**Task description**. Scan the entries below, and for each line that includes the word "patrons", make a copy.

------------------------

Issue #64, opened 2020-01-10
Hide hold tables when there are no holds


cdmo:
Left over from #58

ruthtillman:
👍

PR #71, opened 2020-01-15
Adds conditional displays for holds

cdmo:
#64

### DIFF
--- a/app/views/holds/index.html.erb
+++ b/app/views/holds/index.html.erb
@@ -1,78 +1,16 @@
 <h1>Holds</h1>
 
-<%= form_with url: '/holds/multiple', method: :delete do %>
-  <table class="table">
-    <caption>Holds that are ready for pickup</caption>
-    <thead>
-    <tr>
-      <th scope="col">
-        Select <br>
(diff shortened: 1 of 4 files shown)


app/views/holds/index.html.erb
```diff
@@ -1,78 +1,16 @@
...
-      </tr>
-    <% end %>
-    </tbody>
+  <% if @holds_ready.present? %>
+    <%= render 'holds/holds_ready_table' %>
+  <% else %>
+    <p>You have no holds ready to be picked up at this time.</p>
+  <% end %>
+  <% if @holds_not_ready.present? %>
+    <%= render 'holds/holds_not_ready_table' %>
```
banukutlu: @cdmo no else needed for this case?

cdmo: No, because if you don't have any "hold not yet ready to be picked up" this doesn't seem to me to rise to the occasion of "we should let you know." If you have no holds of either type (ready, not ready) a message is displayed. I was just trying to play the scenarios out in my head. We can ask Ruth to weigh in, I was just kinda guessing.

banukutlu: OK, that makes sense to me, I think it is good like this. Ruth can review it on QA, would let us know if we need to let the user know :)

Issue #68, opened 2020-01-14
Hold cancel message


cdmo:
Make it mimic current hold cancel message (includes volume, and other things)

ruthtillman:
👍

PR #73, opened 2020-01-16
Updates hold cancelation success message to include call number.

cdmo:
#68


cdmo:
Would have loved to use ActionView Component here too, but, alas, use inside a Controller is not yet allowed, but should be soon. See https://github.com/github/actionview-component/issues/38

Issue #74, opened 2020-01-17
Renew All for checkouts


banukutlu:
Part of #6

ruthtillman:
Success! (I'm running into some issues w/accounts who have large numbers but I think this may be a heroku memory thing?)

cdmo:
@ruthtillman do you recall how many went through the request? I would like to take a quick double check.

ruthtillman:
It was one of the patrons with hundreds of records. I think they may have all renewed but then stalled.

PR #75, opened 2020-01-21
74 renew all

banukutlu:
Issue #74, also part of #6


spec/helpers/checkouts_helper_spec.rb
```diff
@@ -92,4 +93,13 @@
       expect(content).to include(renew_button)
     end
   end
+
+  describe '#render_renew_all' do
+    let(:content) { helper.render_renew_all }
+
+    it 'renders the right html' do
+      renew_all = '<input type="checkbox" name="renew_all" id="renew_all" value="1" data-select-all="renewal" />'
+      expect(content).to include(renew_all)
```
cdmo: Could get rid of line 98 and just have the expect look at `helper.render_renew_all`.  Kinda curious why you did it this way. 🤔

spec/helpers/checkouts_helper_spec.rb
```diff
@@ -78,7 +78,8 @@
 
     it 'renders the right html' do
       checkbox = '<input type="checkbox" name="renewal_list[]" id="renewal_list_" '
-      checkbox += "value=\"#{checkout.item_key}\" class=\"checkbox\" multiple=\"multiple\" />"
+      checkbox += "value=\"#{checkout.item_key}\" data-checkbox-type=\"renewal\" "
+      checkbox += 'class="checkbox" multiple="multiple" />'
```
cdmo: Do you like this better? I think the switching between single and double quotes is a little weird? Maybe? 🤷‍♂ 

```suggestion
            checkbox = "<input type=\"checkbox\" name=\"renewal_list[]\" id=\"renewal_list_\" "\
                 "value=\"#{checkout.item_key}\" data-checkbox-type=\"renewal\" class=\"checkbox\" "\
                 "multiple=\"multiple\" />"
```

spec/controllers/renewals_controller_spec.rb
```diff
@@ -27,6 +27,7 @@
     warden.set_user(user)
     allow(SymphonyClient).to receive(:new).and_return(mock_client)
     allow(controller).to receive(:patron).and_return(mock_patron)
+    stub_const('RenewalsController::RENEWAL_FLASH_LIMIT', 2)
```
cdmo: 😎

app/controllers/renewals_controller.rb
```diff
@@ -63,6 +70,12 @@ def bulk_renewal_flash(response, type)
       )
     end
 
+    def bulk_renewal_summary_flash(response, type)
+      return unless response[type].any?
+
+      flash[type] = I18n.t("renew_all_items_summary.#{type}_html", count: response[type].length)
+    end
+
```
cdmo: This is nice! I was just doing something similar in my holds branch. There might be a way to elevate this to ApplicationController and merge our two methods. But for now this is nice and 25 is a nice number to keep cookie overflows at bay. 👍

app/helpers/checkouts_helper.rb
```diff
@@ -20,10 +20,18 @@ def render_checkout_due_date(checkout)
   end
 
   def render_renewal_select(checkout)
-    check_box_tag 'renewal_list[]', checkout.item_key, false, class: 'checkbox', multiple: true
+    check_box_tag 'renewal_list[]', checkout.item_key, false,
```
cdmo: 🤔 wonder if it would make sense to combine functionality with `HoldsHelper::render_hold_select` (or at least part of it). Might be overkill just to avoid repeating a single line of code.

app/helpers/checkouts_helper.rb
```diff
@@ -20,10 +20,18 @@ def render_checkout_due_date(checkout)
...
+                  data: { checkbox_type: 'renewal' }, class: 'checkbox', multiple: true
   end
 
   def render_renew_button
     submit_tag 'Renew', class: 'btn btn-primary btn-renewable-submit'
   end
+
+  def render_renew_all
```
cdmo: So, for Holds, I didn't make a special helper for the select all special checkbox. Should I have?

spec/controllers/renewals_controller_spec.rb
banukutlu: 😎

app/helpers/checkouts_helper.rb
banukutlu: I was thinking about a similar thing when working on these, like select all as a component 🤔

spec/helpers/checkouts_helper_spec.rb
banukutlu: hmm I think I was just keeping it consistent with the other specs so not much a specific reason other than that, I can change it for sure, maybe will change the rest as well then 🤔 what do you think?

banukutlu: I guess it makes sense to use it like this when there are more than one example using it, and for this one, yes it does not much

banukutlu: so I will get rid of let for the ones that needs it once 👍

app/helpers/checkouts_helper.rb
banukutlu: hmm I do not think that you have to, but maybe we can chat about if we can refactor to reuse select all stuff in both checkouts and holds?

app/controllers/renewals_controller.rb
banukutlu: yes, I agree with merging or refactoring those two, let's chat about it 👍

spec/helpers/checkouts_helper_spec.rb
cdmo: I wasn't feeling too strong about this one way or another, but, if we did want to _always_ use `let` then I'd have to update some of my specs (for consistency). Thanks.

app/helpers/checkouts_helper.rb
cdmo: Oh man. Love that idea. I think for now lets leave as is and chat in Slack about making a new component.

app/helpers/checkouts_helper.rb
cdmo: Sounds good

------------------------

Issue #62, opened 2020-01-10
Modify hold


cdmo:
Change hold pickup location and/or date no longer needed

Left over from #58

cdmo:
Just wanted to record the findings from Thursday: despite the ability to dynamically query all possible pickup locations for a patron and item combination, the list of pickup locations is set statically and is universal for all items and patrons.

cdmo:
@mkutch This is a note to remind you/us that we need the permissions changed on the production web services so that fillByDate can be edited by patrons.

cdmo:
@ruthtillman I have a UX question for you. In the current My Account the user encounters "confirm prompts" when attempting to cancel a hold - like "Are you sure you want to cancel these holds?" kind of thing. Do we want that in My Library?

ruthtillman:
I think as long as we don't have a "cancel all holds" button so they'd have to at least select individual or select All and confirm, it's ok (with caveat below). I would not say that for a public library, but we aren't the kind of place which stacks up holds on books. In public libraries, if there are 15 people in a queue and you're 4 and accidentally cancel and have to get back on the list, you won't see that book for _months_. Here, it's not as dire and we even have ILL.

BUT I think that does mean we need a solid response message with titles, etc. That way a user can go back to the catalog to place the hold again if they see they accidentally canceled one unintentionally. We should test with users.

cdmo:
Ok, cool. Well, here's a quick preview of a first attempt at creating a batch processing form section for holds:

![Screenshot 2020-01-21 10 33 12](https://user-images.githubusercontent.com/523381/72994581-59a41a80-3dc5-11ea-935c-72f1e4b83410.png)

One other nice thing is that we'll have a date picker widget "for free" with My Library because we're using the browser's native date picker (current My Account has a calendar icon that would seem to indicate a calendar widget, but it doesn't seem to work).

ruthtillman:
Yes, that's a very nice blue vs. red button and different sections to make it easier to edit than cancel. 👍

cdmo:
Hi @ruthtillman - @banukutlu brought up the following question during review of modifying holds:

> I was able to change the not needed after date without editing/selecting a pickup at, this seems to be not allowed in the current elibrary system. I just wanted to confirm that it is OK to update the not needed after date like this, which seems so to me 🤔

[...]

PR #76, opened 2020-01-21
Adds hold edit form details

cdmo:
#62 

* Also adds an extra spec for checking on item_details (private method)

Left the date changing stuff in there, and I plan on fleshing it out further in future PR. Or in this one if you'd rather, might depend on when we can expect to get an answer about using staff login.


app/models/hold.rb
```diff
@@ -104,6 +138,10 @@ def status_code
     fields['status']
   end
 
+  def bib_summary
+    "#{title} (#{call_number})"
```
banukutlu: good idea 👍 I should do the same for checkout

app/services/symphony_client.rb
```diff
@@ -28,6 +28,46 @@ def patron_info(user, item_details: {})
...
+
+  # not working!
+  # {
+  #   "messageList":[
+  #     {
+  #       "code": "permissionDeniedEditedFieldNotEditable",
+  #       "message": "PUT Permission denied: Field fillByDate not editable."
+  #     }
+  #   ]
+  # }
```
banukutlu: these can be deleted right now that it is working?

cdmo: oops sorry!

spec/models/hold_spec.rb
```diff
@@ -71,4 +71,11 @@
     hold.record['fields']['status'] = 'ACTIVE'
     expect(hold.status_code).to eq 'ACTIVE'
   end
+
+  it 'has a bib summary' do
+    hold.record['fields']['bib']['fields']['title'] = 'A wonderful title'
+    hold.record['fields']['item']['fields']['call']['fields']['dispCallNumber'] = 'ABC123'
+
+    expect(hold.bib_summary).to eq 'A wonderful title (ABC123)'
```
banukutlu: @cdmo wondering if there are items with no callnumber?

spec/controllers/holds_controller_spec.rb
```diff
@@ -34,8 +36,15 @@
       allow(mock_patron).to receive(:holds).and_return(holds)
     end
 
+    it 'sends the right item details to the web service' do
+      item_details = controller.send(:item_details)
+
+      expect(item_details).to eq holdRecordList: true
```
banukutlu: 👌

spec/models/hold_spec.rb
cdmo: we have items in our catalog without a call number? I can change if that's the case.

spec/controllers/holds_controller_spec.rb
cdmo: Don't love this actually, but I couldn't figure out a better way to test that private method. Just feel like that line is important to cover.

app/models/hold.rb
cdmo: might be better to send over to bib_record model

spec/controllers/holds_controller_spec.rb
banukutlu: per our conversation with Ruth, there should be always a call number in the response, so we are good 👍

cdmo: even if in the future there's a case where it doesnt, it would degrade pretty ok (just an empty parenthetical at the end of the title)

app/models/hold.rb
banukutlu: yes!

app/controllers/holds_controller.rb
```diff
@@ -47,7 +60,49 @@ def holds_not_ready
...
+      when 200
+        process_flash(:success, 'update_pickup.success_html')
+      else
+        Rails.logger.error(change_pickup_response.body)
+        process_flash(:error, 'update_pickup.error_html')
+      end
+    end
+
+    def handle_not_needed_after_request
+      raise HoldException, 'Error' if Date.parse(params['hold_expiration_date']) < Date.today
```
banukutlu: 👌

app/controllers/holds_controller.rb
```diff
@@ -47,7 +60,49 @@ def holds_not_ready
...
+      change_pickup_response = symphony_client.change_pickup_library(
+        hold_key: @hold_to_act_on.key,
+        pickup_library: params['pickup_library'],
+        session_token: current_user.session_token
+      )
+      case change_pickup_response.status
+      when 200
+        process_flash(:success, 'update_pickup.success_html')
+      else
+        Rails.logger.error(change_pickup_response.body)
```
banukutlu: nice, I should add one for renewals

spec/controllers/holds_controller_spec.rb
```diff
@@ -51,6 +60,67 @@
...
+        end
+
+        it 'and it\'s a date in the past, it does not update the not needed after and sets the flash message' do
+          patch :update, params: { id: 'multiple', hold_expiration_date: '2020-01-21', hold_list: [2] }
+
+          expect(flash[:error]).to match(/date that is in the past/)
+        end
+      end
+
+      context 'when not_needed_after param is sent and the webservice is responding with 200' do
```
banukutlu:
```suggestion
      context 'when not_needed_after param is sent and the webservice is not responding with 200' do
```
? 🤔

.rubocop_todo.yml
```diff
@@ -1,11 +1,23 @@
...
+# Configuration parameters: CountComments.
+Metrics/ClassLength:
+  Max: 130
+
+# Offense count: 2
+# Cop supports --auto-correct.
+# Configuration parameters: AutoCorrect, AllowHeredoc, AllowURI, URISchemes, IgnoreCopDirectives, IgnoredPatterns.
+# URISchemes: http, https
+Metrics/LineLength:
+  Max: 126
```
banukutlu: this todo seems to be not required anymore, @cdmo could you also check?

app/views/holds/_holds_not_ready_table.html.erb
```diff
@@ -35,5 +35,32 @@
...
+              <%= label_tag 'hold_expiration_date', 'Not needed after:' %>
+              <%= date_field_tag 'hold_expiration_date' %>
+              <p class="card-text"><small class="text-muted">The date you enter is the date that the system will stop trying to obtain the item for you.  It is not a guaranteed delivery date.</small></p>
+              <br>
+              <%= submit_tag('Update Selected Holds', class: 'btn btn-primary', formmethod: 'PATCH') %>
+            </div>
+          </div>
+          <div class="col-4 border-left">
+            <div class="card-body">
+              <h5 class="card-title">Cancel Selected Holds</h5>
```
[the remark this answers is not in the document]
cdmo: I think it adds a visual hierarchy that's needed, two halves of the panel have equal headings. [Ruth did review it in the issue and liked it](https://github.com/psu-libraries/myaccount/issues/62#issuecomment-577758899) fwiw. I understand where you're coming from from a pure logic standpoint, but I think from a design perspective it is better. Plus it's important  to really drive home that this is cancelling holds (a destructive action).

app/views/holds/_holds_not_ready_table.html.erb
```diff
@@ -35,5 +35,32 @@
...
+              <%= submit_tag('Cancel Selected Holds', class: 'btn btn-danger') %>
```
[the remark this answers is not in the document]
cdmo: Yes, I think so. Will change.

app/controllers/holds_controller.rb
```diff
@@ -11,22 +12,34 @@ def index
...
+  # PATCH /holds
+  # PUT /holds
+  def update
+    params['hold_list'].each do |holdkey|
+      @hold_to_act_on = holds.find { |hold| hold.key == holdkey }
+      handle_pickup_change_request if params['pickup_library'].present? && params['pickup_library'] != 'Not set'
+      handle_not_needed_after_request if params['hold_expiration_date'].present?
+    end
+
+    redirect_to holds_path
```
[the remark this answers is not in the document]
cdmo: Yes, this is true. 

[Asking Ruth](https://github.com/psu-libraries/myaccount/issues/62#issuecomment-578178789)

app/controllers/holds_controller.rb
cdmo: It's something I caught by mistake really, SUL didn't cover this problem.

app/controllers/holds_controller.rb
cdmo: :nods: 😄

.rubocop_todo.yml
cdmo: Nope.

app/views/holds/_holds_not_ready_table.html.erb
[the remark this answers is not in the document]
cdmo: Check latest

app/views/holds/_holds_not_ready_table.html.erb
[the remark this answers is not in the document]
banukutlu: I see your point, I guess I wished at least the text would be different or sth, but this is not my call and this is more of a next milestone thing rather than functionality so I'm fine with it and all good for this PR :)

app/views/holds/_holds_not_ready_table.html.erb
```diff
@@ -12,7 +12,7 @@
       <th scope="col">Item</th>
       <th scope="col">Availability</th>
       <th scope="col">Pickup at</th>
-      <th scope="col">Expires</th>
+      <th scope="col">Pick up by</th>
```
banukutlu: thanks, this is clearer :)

------------------------

**Exercise answer**.
It was one of the patrons with hundreds of records. I think they may have all renewed but then stalled.
Just wanted to record the findings from Thursday: despite the ability to dynamically query all possible pickup locations for a patron and item combination, the list of pickup locations is set statically and is universal for all items and patrons.
@mkutch This is a note to remind you/us that we need the permissions changed on the production web services so that fillByDate can be edited by patrons.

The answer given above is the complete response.